Clones: If Apple doesn’t want to innovate the desktop Mac, it should let others - evo_9
https://9to5mac.com/2016/11/17/apples-future-in-the-desktop-computer-business/
======
orionblastar
I remember the last time Apple had Mac clones. The Mac clones cost less than
Apple's Macs and Apple shut it down. Power Computing used PC parts to make
their Mac Clones like IDE drives instead of SCSI drives, etc.

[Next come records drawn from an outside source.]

PR #279, opened 2025-10-31
Foreman Proxy

stejskalleos:


src/roles/foreman/tasks/main.yaml
```diff
@@ -194,12 +194,3 @@
   register: foreman_tasks_status
   when:
     - "'katello' in foreman_status.json['results']"
-
-- name: Configure Foreman Proxy
```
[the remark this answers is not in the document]
stejskalleos: But users/customers will now see two smart proxies in UI, instead of one. Both with pulp.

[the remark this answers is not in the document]
ehelms: They will see two smart-proxies, but only one should have Pulp. Your implementation should not include the Pulp plugin because that's handled by the smart-proxy pulp plugin. The end state should be:

1. Pulp deployed running pulp_smart_proxy as a plugin acting a smart-proxy just for Pulp
2. A smart-proxy deployed for other features, without the smart_proxy_pulp plugin enabled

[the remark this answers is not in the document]
ehelms: And I see some of the confusion, the current image we have defaults to having the Pulp smart-proxy enabled:

https://github.com/theforeman/foreman-oci-images/blob/master/images/foreman-proxy/Containerfile#L5

@evgeni should we go ahead and drop this from that image and get it rebuilt?

ehelms:
> Why did you go with a separate playbook instead of a adding a feature?

I know I suggested going this route to get started since the feature implementation is not flushed out, and having a dedicated command allows for easy testing and conceptualizing right now. And helps start off with a "clean" split between Foreman and smart-proxy.

ekohl:
Ok. As long as the Ansible role prepares for extension then we can later include it with proper features support into the main deploy playbook

src/roles/smart_proxy/tasks/main.yaml
```diff
@@ -0,0 +1,69 @@
+---
```
evgeni: We used to have a `foreman_proxy` role (removed in https://github.com/theforeman/foremanctl/pull/81), it also had tests, which we should bring back :)

ehelms: Reminds me of the whole should we lean into smart-proxy or foreman-proxy as the naming.

src/roles/smart_proxy/tasks/main.yaml
```diff
@@ -0,0 +1,65 @@
...
+    name: "{{ smart_proxy_container_image }}:{{ smart_proxy_container_tag }}"
+    state: present
+
+- name: Create config secrets
+  ansible.builtin.include_tasks: configs.yaml
+
+- name: Create certs secrets
+  ansible.builtin.include_tasks: certs.yaml
+
+- name: Deploy Foreman Container
```
arvind4501:
```suggestion
- name: Deploy Smart Proxy Container
```

stejskalleos: > this is used for the content part(pulp), so i am wondering is this playbook take care of only services part?

Right now, the playbook is really "dumb", just deploying the service and that's it.
You are correct; in the future, I will add more features, as well as an option to deploy it on an external server.

src/roles/smart_proxy/tasks/main.yaml
evgeni: So would I.

stejskalleos:
* Renamed to `Foreman Proxy`
* Added test

tests/foreman_proxy_test.py
```diff
@@ -0,0 +1,6 @@
+import pytest
+
+def test_foreman_proxy_features(server, certificates, server_fqdn):
+    cmd = server.run(f"curl --cacert {certificates['ca_certificate']} --silent https://{server_fqdn}:8443/features")
+    assert cmd.succeeded
```
evgeni: This is failing.

Is it because of the missing `:` at the beginning of
```
https_port: {{ foreman_proxy_https_port }}
```

src/playbooks/foreman-proxy/foreman-proxy.yaml
```diff
@@ -0,0 +1,17 @@
+---
+- name: Setup Foreman Proxy
```
ekohl: Nit: needs to be 2 words here. See https://grammarist.com/spelling/set-up-vs-setup/ for more details.
```suggestion
- name: Set up Foreman Proxy
```

src/roles/foreman_proxy/tasks/main.yaml
```diff
@@ -0,0 +1,66 @@
+---
+- name: Create Foreman Proxy directories
+  ansible.builtin.file:
+    path: "{{ item }}"
+    state: directory
+    owner: root
+    group: root
+    mode: '0755'
+  loop:
+    - /var/log/foreman-proxy
```
ekohl: We shouldn't create `/var/log/foreman-proxy` and instead configure it to log to stdout or journald

src/roles/foreman_proxy/tasks/main.yaml
```diff
@@ -0,0 +1,66 @@
...
+    state: started
+
+- name: Configure Foreman Proxy
+  theforeman.foreman.smart_proxy:
+    name: "{{ ansible_fqdn }}"
+    url: "{{ foreman_proxy_url }}"
+    server_url: "{{ foreman_url }}"
+    username: "{{ foreman_initial_admin_username }}"
+    password: "{{ foreman_initial_admin_password }}"
+    validate_certs: false
```
ekohl: IMHO we should always validate certificates. We should have them on the system already.

src/roles/foreman_proxy/tasks/main.yaml
```diff
@@ -0,0 +1,66 @@
...
+    name: foreman-proxy
+    state: started
+
+- name: Configure Foreman Proxy
+  theforeman.foreman.smart_proxy:
+    name: "{{ ansible_fqdn }}"
+    url: "{{ foreman_proxy_url }}"
+    server_url: "{{ foreman_url }}"
+    username: "{{ foreman_initial_admin_username }}"
+    password: "{{ foreman_initial_admin_password }}"
```
ekohl: This is unreliable, since the user may change username & password after installation. The oauth credentials should be reliable.

src/roles/foreman_proxy/tasks/main.yaml
```diff
@@ -0,0 +1,66 @@
...
+  ansible.builtin.meta: flush_handlers
+
+- name: Start the Foreman Proxy Service
+  ansible.builtin.systemd:
+    name: foreman-proxy
+    state: started
+
+- name: Configure Foreman Proxy
+  theforeman.foreman.smart_proxy:
+    name: "{{ ansible_fqdn }}"
```
ekohl: Please avoid using `ansible_fqdn` for anything except defaults.
```suggestion
    name: "{{ foreman_proxy_name }}"
```

src/roles/foreman_proxy/tasks/main.yaml
ekohl: Follow up issue for foremanctl 3.0?

src/roles/foreman_proxy/tasks/configs.yaml
```diff
@@ -0,0 +1,25 @@
...
+- name: Create logs config secret
+  containers.podman.podman_secret:
+    state: present
+    name: foreman-proxy-logs-yaml
+    data: "{{ lookup('ansible.builtin.template', 'settings.d/logs.yaml.j2') }}"
+  notify:
+    - Restart Foreman Proxy
+
+
+- name: Create pulpcore config secret
```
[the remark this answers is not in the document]
evgeni: https://github.com/theforeman/foreman-oci-images/commit/69724855dd0b2ee4c1b2848c5b405a51c4171de1 was never built/released to quay (queue Evgeni complaining about pipelines missing)

src/playbooks/foreman-proxy/foreman-proxy.yaml
```diff
@@ -0,0 +1,17 @@
+---
+- name: Set up Foreman Proxy
+  hosts:
+    - quadlet
+  become: true
+  vars_files:
+    - "../../vars/defaults.yml"
+    - "../../vars/{{ certificate_source }}_certificates.yml"
+    - "../../vars/foreman.yml"
```
evgeni: please also use https://github.com/theforeman/foremanctl/blob/master/src/vars/images.yml

src/playbooks/foreman-proxy/metadata.obsah.yaml
```diff
@@ -0,0 +1,8 @@
+---
+help: |
+  Install Foreman Proxy
+
+include:
+  - _certificate_source
+  - _database_mode
+  - _database_connection
```
ekohl: The proxy itself doesn't have a database, so why are these needed?

src/vars/images.yml
```diff
@@ -3,6 +3,9 @@ candlepin_container_image: quay.io/foreman/candlepin
 candlepin_container_tag: "foreman-{{ container_tag_stream }}"
 foreman_container_image: quay.io/foreman/foreman
 foreman_container_tag: "{{ container_tag_stream }}"
+foreman_proxy_container_image: "quay.io/foreman/foreman-proxy"
+foreman_proxy_container_tag: "{{ container_tag_stream }}"
```
evgeni: I wanted to say "please add this to the `images` list below" but given it's an optional feature, I am not that sure.

@ehelms @ekohl opinions?

src/roles/foreman_proxy/tasks/main.yaml
```diff
@@ -0,0 +1,55 @@
...
+  containers.podman.podman_container:
+    name: "foreman-proxy"
+    image: "{{ foreman_proxy_container_image }}:{{ foreman_proxy_container_tag }}"
+    state: quadlet
+    sdnotify: true
+    network: host
+    hostname: "{{ ansible_fqdn }}"
+    secrets:
+      - 'foreman-proxy-settings-yaml,type=mount,target=/etc/foreman-proxy/settings.yml'
+      - 'foreman-proxy-logs-yaml,type=mount,target=/etc/foreman-proxy/settings.d/logs.yml'
```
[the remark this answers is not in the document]
evgeni: I think `/etc/containers/systemd/foreman-proxy.container.d/<feature>.conf` makes a lot of sense for this.

src/roles/foreman_proxy/tasks/main.yaml
stejskalleos: Clarification for the 3.0 ticket:
Do we want to support the `ca_path` parameter for the Ansible module, or do we want to add the CA to the trusted store?

src/roles/foreman_proxy/templates/settings.yaml.j2
```diff
@@ -0,0 +1,20 @@
...
+:ssl_private_key: /etc/foreman-proxy/ssl_key.pem
+
+:foreman_ssl_ca: /etc/foreman-proxy/foreman_ssl_ca.pem
+:foreman_ssl_cert: /etc/foreman-proxy/foreman_ssl_cert.pem
+:foreman_ssl_key: /etc/foreman-proxy/foreman_ssl_key.pem
+
+:bind_host: '*'
+
+:log_level: INFO
+:log_file: JOURNAL
```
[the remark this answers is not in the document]
stejskalleos: I don't know TBH, not really sure how this smart-proxy -> container -> journal relationship works under the hood, so I'll leave the final decision up to you

src/roles/foreman_proxy/tasks/main.yaml
stejskalleos: https://issues.redhat.com/browse/SAT-40212

src/playbooks/foreman-proxy/metadata.obsah.yaml
evgeni: I think I'd drop it for now

src/roles/foreman_proxy/tasks/main.yaml
stejskalleos: https://issues.redhat.com/browse/SAT-40221

src/roles/foreman_proxy/templates/settings.yaml.j2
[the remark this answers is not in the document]
ekohl: https://systemd.io/JOURNAL_NATIVE_PROTOCOL/#automatic-protocol-upgrading

evgeni (approved):

src/vars/images.yml
evgeni: #188 is updated and makes "foreman-proxy" a feature, have a look :)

There is a Mod-Book project to take Apple Macbooks and upgrade them with touch
screens etc. [http://blastar.in/wordpress/2016/10/12/kickstarter-mod-
book-...](http://blastar.in/wordpress/2016/10/12/kickstarter-mod-book-modifed-
macbook-touch-screen/)

If I was Tim Cook, I'd have Apple make ATX motherboards with Mac BIOS and
upgradeable slots and CPU socket and sell them to Mac Clone makers. So they
can put in a graphic card and other stuff. Have Apple control the quality of
the motherboard and let the cloner add the other parts to make it a full
computer.

------
ScottBurson
I've found myself thinking this too. I wouldn't suggest they license macOS to
all and sundry, but they could work with one or two carefully selected
hardware vendors to fill a couple of lower-volume niches: workstations, and
workstation-class laptops.

------
koga-ninja
Some people can afford Rolls and they pay extra for Finish and quality. The
Mac Pro is such a device. I Personally don't think you can farm it out and get
the Same results.

Competition at the high end of the graphics market is bad since the Amiga went
off the market. The Amiga Embarrassed Apple to try harder, but now what.

I personally need a PC because I am studying to be a Trader. I would love to
own a Mac Pro and work on this Machine.